Angry residents packed the Sandy Springs City Council chambers on Oct. 12 and grilled city leaders and Georgia Department of Transportation Officials about widening of Johnson Ferry and Abernathy roads.
GDOT has worked since 1987 increase capacity on the roads which briefly share the same stretch of asphalt, but in the process it has angered countless residents across some eight neighborhoods nearby. More than 200 of them filled the seats as GDOT officials brought them up to speed on the latest developments.
Bryant Poole, GDOT’s District 7 engineer, told the audience that the original completion deadline of June 2012 has been extended to December 2012 due to circumstances beyond the contractor’s control. He said if contractor C.W.Matthews doesn’t meet the new deadline, the state will charge the company $800 a day until the work is completed.
Some in the audience asked if the state could pay the contractor extra money to finish early, but Poole said it wasn’t possible.
“A lot has happened,” Poole said. “I think we’re starting to see the light at the end of the tunnel.”
City Councilman Chip Collins, who called the meeting, asked whether Abernathy would be opened to four lanes by the end of this year as the community was originally told. GDOT officials told him it would more likely be June, setting off a wave of grumbling throughout the audience.
Collins went through an entire list of problems caused by the project, from a controversial four-way stop at the intersection of Johnson Ferry and Bonnie Lane that’s loved by residents and hated by commuters, to concerns about sidewalks and speeding. Concerns about the grade of Brandon Mill Road being too high at the road’s intersection with River Springs Drive prompted Collins to quickly arrange a second meeting. That meeting went on for another 30 minutes after the first one ended, as residents continued to press city officials to fix problems at the intersection.

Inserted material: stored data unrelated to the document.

PR #486, opened 2019-06-08
fix stack offset check

laizy:
note: I have not read the whole code yet, so I might be wrong.


syrusakbary:
Thanks for contributing @laizy.

I think it will very useful to add a test case verifying the fix, so we assure it doesn't repeat in the future.
If you can add it to this PR it would be great!

losfair:
Thanks!

I've added a WASM test case for this and fixed a typo. The new PR is #487 .

PR #489, opened 2019-06-09
Su Engine: Decoding and encoding runtime state.

losfair:
This PR implements a managed runtime that is able to suspend a running WebAssembly program at arbitrary point in time, decode its machine state (registers and stack) into the corresponding WebAssembly abstract state (call frames, locals and the value stack), and encode the abstract state back into machine state for resuming execution later.

Features enabled by this PR include:

- Tier (compiler backend) switching at runtime.
- Debugging with backtraces and local variables.
- Suspending to disk.
- Live migration.

The name "Su" corresponds to 「溯」 in Chinese, originating from 「溯洄从之」 in The Book of Songs.


losfair:
bors try

losfair:
bors try

losfair:
bors try

losfair:
bors try

losfair:
bors try

lib/runtime-core/src/codegen.rs
```diff
@@ -9,13 +9,17 @@ use crate::{
...
+use std::collections::HashMap;
 use std::fmt;
 use std::fmt::Debug;
 use std::marker::PhantomData;
 use std::sync::{Arc, RwLock};
 use wasmparser::{self, WasmDecoder};
 use wasmparser::{Operator, Type as WpType};
 
+pub type BkptHandler = Box<Fn(BkptInfo) -> Result<(), Box<dyn Any>> + Send + Sync + 'static>;
+pub type BkptMap = Arc<HashMap<usize, BkptHandler>>;
```
bjfish: Style suggestion: I think we could use full names like "BreakpointMap".

lib/runtime-core/src/state.rs
```diff
@@ -0,0 +1,843 @@
...
+    pub globals: Vec<u64>,
+    pub execution_state: ExecutionStateImage,
+}
+
+impl ModuleStateMap {
+    fn lookup_call_ip(&self, ip: usize, base: usize) -> Option<(&FunctionStateMap, MachineState)> {
+        if ip < base || ip - base >= self.total_size {
+            None
+        } else {
+            //println!("lookup ip: {} in {:?}", ip - base, self.local_functions);
```
bjfish: Remove commented out code or make it `debug`.

lib/runtime-core/Cargo.toml
```diff
@@ -18,6 +18,8 @@ errno = "0.2.4"
 libc = "0.2.49"
 hex = "0.3.2"
 smallvec = "0.6.9"
+bincode = "1.1"
+colored = "1.8"
```
bjfish: Should `colored` be moved to a higher level project like `wasmer` 🤔

lib/runtime-core/image-loading-linux-x86-64.s
```diff
@@ -0,0 +1,69 @@
+# NOTE: Keep this consistent with `alternative_stack.rs`.
```
bjfish: Conceptually what is the "alternative stack" and how is it used?

lib/runtime-core/src/alternative_stack.rs
```diff
@@ -0,0 +1,462 @@
...
+    signum: ::nix::libc::c_int,
+    siginfo: *mut siginfo_t,
+    ucontext: *mut c_void,
+) {
+    unsafe {
+        let fault = get_fault_info(siginfo as _, ucontext);
+
+        let mut unwind_result: Box<dyn Any> = Box::new(());
+
+        let should_unwind = allocate_and_run(1048576, || {
```
bjfish: Could `1048576` be a constant?

lib/singlepass-backend/src/codegen_x64.rs
```diff
@@ -1114,6 +1233,29 @@ impl X64FunctionCode {
                     call_movs.push((*param, x));
                 }
                 Location::Memory(_, _) => {
+                    match *param {
+                        Location::GPR(x) => {
+                            let content = m.state.register_values[X64Register::GPR(x).to_index().0];
+                            //assert!(content != MachineValue::Undefined);
```
bjfish: Assertions needed or should they be removed?

lib/singlepass-backend/src/codegen_x64.rs
```diff
@@ -1466,6 +1702,18 @@ impl FunctionCodeGenerator<CodegenError> for X64FunctionCode {
     }
 
     fn feed_event(&mut self, ev: Event, module_info: &ModuleInfo) -> Result<(), CodegenError> {
+        let a = self.assembler.as_mut().unwrap();
```
bjfish: Style suggestion: consider naming this `assembler` instead of just `a`.

lib/runtime-core/src/alternative_stack.rs
```diff
@@ -0,0 +1,462 @@
...
+                unwind_result = Box::new(image);
+            } else {
+                use colored::*;
+                if es_image.frames.len() > 0 {
+                    eprintln!(
+                        "\n{}",
+                        "Wasmer encountered an error while running your WebAssembly program."
+                            .bold()
+                            .red()
+                    );
```
bjfish: Should we avoid using stderr and prefer providing users with an `Err` value to have them decide if stderr should be used?

lib/singlepass-backend/src/codegen_x64.rs
losfair: Since the assembler is used a lot in `feed_event`, I think renaming it to `assembler` will make the code too verbose.

lib/runtime-core/image-loading-linux-x86-64.s
losfair: `alternative_stack.rs` is mainly those code that works with the OS. Might be a good idea to rename it to something else.

lib/runtime-core/src/alternative_stack.rs
losfair: This is designed to be similar to how the Rust panic backtrace works. Some more discussion and thinking on this is needed though and we can change this in the future.

lib/runtime-core/src/state.rs
MarkMcCaskey: or make it `trace!` if it's very verbose 😸

lib/singlepass-backend/src/codegen_x64.rs
MarkMcCaskey: `debug_assert!` is also a good choice if you think you don't need it but future changes could cause it to be triggered

losfair: Added some comments to explain why this assertion should remain commented.

lib/runtime-core/Cargo.toml
losfair: How can we use dependencies in the top level workspace in `wasmer-runtime-core`?

bjfish: I think some user, like runtime and runtime-core users may not have a need for colored output since the usage is not in a terminal, for these cases could this be moved to a higher level project?

losfair: I think we can change this later when there's a need for high modularity. Currently I think it's okay to simulate Rust libstd's behavior on panic (output to stderr).

bjfish:
bors try

PR #494, opened 2019-06-12
fix(runtime-c-api) Replace deprecated type aliases from libc

Hywan:
Since https://github.com/rust-lang/libc/pull/1379, fixed width integer
type aliases are deprecated. Thus, this patch uses Rust types instead
of libc aliases.


Hywan:
bors try

PR #505, opened 2019-06-19
C API Variadic Import Func

bjfish:
The test here specifies a new API `wasmer_import_func_variadic_new` which would allow defining a new imported function which receives arguments as an array. For example, `void print_str(const wasmer_instance_context_t *ctx, const wasmer_value_t params[], wasmer_value_t results[])` in contrast to the current requirement of defining specific function types for an imported function: `void print_str(wasmer_instance_context_t *ctx, int32_t ptr, int32_t len)`.

Use case:
For dynamic language implementations (like Ruby), the desired import functions may not be defined until runtime. This makes it difficult to define the specific C ABI functions which would be required to satisfy function definitions.

Using the variadic style interface here, a C function can be defined in advance to handle variable function signatures defined at runtime.


Hywan:
The API is excellent :+1:

bjfish:
@Hywan Does the rust version of the API look good? https://github.com/wasmerio/wasmer/pull/505/commits/112d05a8bced1f48cd2af198eb121655f631c3f8

bjfish:
@Hywan has this API been created elsewhere already?

syrusakbary:
This should be now completely solved by the refactor that has just landed in `master` and the adoption of `wasm_c_api`.

Closing the PR :)

PR #513, opened 2019-06-27
Fix lseek in emscripten

syrusakbary:
Fix lseek in emscripten

### DIFF
--- a/lib/emscripten/src/syscalls/mod.rs
+++ b/lib/emscripten/src/syscalls/mod.rs
@@ -446,7 +446,7 @@ pub fn ___syscall140(ctx: &mut Ctx, _which: i32, mut varargs: VarArgs) -> i32 {
     let ret = unsafe { lseek(fd, offset, whence) };
     #[allow(clippy::cast_ptr_alignment)]
     let result_ptr_0 = emscripten_memory_pointer!(ctx.memory(0), result_ptr_value) as *mut i32;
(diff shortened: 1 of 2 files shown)


lib/emscripten/src/syscalls/mod.rs
```diff
@@ -437,23 +437,26 @@ pub fn ___syscall140(ctx: &mut Ctx, _which: i32, mut varargs: VarArgs) -> i32 {
     // -> c_int
     debug!("emscripten::___syscall140 (lseek) {}", _which);
     let fd: i32 = varargs.get(ctx);
-    let _ = varargs.get::<i32>(ctx); // ignore high offset
+    let _offset_high: i32 = varargs.get(ctx); // We don't use the offset high as emscripten skips it
     let offset_low: i32 = varargs.get(ctx);
-    let result_ptr_value = varargs.get::<i32>(ctx);
+    let result_ptr_value: i32 = varargs.get(ctx);
```
MarkMcCaskey:
```
let memory = ctx.memory(0);
let result_ptr_value: WasmPtr<i64> = varargs.get(ctx).unwrap();

let result_ptr =result_ptr_value.deref(memory);
result_ptr.set(ret);
```

Will do what you want I think!

MarkMcCaskey: and it doesn't need that `assert` or any of the `emscripten_memory_pointer` stuff

PR #515, opened 2019-06-30
Improved emscripten dyncalls

syrusakbary:
Improved emscripten dyncalls

### DIFF
--- a/lib/emscripten/src/emscripten_target.rs
+++ b/lib/emscripten/src/emscripten_target.rs
@@ -858,6 +858,10 @@ pub fn invoke_vijj(ctx: &mut Ctx, index: i32, a1: i32, a2: i32, a3: i32, a4: i32
         panic!("dyn_call_vijj is set to None");
     }
 }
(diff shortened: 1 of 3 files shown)


lib/emscripten/src/emscripten_target.rs
```diff
@@ -634,6 +634,11 @@ pub fn invoke_iij(ctx: &mut Ctx, index: i32, a1: i32, a2: i32, a3: i32) -> i32 {
     invoke!(ctx, dyn_call_iij, index, a1, a2, a3)
 }
 
+pub fn invoke_iji(ctx: &mut Ctx, index: i32, a1: i32, a2: i32, a3: i32) -> i32 {
```
piranna: Any reference to the definition of this syscall? I've been looking for it on internet and found no clue... :-/

syrusakbary: Is not a syscall. The dyncalls are the way emscripten wraps functions to be able to try/catch them natively (either via js, or Rust in our case).

PR #1399, opened 2020-04-21
Rename `*Descriptor` -> `*Type` to match Wasm spec

MarkMcCaskey:
Renaming things to be better aligned with the Wasm spec.

We'll be adding compatibility definitions with a deprecated attribute where possible.

# Review

### DIFF
--- a/lib/runtime-core/src/error.rs
+++ b/lib/runtime-core/src/error.rs
@@ -1,7 +1,7 @@
 //! The error module contains the data structures and helper functions used to implement errors that
 //! are produced and returned from the wasmer runtime core.
 use crate::backend::ExceptionCode;
-use crate::types::{FuncSig, GlobalDescriptor, MemoryDescriptor, TableDescriptor, Type};
+use crate::types::{FuncSig, GlobalType, MemoryType, TableType, Type};
 use core::borrow::Borrow;
 use std::any::Any;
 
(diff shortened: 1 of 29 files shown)


MarkMcCaskey:
bors try

MarkMcCaskey:
bors try

MarkMcCaskey:
bors try-

MarkMcCaskey:
bors try

MarkMcCaskey:
bors try

tests/high_level_api.rs
```diff
@@ -87,36 +87,36 @@ wasmer_backends! {
...
+                    ty: export::ExternType::Table(TableType {
                         element: ElementType::Anyfunc,
                         minimum: 2,
                         maximum: None,
                     }),
                 },
-                export::ExportDescriptor {
+                export::ExportType {
                     name: "test-global",
-                    ty: export::ExternDescriptor::Global(GlobalDescriptor {
```
nlewycky, line 100: This field `ty` should be named `desc` for descriptor. The two places descriptors show up in the spec are as part of export types and import types (see 2.5.10 and 2.5.11). The export type is {name, desc} and the desc is {func | table | mem | global}.

MarkMcCaskey: Very good catch!  I just discussed the use of `desc` with Syrus now and we looked at the Wasm C API was doing as a reference and it seems that it just generally avoids indices in favor of other types, like `wasm_exporttype` here (https://github.com/WebAssembly/wasm-c-api/blob/master/include/wasm.h#L295).  So we're going to defer this for now, but this is something worth following up on.

MarkMcCaskey:
bors try

lib/runtime-core/src/error.rs
```diff
@@ -100,37 +100,37 @@ pub enum LinkError {
         name: String,
     },
     /// The memory descriptor provided does not match the expected descriptor.
-    IncorrectMemoryDescriptor {
+    IncorrectMemoryType {
```
MarkMcCaskey, line 103: Something I want reviewers to note about this PR is that it introduces breaking changes in `LinkError`, the error variants are renamed here:  I don't see a good way to make this change without breaking these.  Well, unless we're fine with the errors referring to them as `descriptors`

syrusakbary:
After talking offline, we will delay merging this PR to batch other breaking API changges

syrusakbary:

PR #1410, opened 2020-04-28
feat(runtime-core) Implement `ImportObjectIterator::size_hint`.

Hywan:
Because it is helpful in some circumstances.


Hywan:
bors try

MarkMcCaskey:
bors try-

syrusakbary:
Note for the future, there is a trait that we can use in Rust for that: `ExactSizeIterator`:

https://doc.rust-lang.org/std/iter/trait.ExactSizeIterator.html

PR #1416, opened 2020-04-29
Fix `make check` so it runs in CI

MarkMcCaskey:
Before shipping we should also investigate:

- [ ] Why this wasn't causing CI failures even though it was returning a non-zero value
- [ ] That the adjusted benchmark checking code is checking what we want it to

### DIFF
--- a/Makefile
+++ b/Makefile
@@ -255,13 +255,16 @@ install:
 
 # Checks
 check-bench-singlepass:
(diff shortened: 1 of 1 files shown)


MarkMcCaskey:
bors try

syrusakbary:
This should not be needed with the work from the refactor. Closing PR

PR #1417, opened 2020-04-30
Store signature indices for all functions, not just exports

Redrield:
# Description
In playing with wasmer for use in a wasm plugin system, I found that it was possible to create a situation where attempting to call an existing function with a valid table index would result in a panic.

As it is right now, Rust functions are only exported from the wasm binary if they are extern "C", and marked no_mangle. When trying to run the file with the cranelift backend, trampolines are only generated for signatures from exported functions. In short, if the host is given a table index of a function that isn't exported, and doesn't share a function signature with any exported function, the execution will panic. An example of this can be replicated with the code in [this repo](https://github.com/Redrield/wasm-plugin-system/)

This PR modifies trampoline generation in the cranelift backend to consider all signature types. This seems to be the way that the LLVM backend does it already, so no modification there is required.

# Review

### DIFF
--- a/lib/clif-backend/src/trampoline.rs
+++ b/lib/clif-backend/src/trampoline.rs
@@ -8,7 +8,7 @@ use cranelift_codegen::{
 use std::{collections::HashMap, iter, mem};
 use wasmer_runtime_core::{
     backend::sys::{Memory, Protect},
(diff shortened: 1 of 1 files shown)


nlewycky:
It makes sense to me. Is singlepass affected?

syrusakbary:

Issue #1429, opened 2020-05-05
Wasm execution result is different from native rust


evgenykuzyakov:
### Describe the bug

I'm using latest `uint` crate and found that results in multiplication overflow when within Wasm and wasmer (`wasmer-runtime = { version = "0.13.1", features = ["default-backend-singlepass"], default-features = false }`). Reproducible with `0.16.2` as well.

Here is the minimum reproduction: https://github.com/evgenykuzyakov/wasmer-rust-example/tree/math-bug

```
~/code/wasmer-rust-example/math-bug ~/code/wasmer-rust-example
Testing in rust
    Updating crates.io index
   Compiling byteorder v1.3.4
   Compiling static_assertions v1.1.0
   Compiling rustc-hex v2.1.0
   Compiling uint v0.8.3
   Compiling math-bug v0.1.0 (/Users/ekwork/code/wasmer-rust-example/math-bug)
    Finished test [unoptimized + debuginfo] target(s) in 6.04s
     Running target/debug/deps/math_bug-ca1b3b206f3bb89d

running 2 tests
test tests::test_multiply_4 ... ok
test tests::test_multiply_8 ... ok

test result: ok. 2 passed; 0 failed; 0 ignored; 0 measured; 0 filtered out

   Doc-tests math-bug

running 0 tests

test result: ok. 0 passed; 0 failed; 0 ignored; 0 measured; 0 filtered out

Compiling wasm
   Compiling byteorder v1.3.4
   Compiling rustc-hex v2.1.0
   Compiling static_assertions v1.1.0
   Compiling uint v0.8.3
   Compiling math-bug v0.1.0 (/Users/ekwork/code/wasmer-rust-example/math-bug)
    Finished release [optimized] target(s) in 4.28s
~/code/wasmer-rust-example
   Compiling wasmer-run v0.1.0 (/Users/ekwork/code/wasmer-rust-example)
    Finished release [optimized] target(s) in 0.76s
     Running `target/release/wasmer-run`
Running multiply_8
multiply_8 is OK
Running multiply_4
Error: CallError(RuntimeError: unknown error)
```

Lynn Watson of the Wyndham Hills neighborhood said the high grading creates a line of sight issue for drivers turning left on to River Springs.
“I don’t think we really got any answers,” Watson said of the first meeting.
Mark McKinnon, a spokesman for GDOT, said the transportation department has tried to address the issue by putting a stop sign on Brandon Mill headed towards Abernathy.
“We have also placed a stop bar on Brandon Mill in the other direction to let motorists know the correct location to turn left into River Springs,” he said. “If left turners will turn at the top of the crest where the stop bar is and if the stop sign is obeyed, the intersection can be safely traversed.”
Collins promised to bring pressure to try to get the issue fixed.
“The neighborhood contends it’s flawed design,” he said.
Walter Cohen, another resident who lives of Johnson Ferry, said the whole project has caused traffic delays for residents that are “just terrible.”
“It’s been over two years and, as I understand it, the contract allows them until the end of next year to finish,” Cohen said. “There’s very little being done … the equipment just sits on the side of the road and they work a couple of days and they’re gone for weeks.”
Ann Henshaw, of the Mountaire Springs neighborhood west of Johnson Ferry, said she thought the officials “did a pretty good job” of explaining things to residents. She and Sheila Champion both want the four-way stop at Johnson Ferry and Bonny Lane to stay put.
“It makes traffic better,” Champion said. “It’s better now than it used to be.”
Collins said the large turnout at the meeting shows people are most focused on what’s going on in their own backyard.
“When you get right down to it, what matters most is what you deal with on a daily basis,” he said. “People expect to have roads in their neighborhoods work as designed.”